[Start of section]
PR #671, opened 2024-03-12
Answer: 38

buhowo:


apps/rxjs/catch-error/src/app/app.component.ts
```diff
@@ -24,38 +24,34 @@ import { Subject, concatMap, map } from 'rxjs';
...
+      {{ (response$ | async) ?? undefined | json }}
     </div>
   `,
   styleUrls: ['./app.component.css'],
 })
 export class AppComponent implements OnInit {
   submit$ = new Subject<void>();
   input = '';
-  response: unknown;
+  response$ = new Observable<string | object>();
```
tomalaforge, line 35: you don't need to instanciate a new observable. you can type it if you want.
[End of section]
- _Try it_
Above are the records; set each one down word for word.

- _Response to this task_
PR #671, opened 2024-03-12
Answer: 38

buhowo:


apps/rxjs/catch-error/src/app/app.component.ts
```diff
@@ -24,38 +24,34 @@ import { Subject, concatMap, map } from 'rxjs';
...
+      {{ (response$ | async) ?? undefined | json }}
     </div>
   `,
   styleUrls: ['./app.component.css'],
 })
 export class AppComponent implements OnInit {
   submit$ = new Subject<void>();
   input = '';
-  response: unknown;
+  response$ = new Observable<string | object>();
```
tomalaforge, line 35: you don't need to instanciate a new observable. you can type it if you want.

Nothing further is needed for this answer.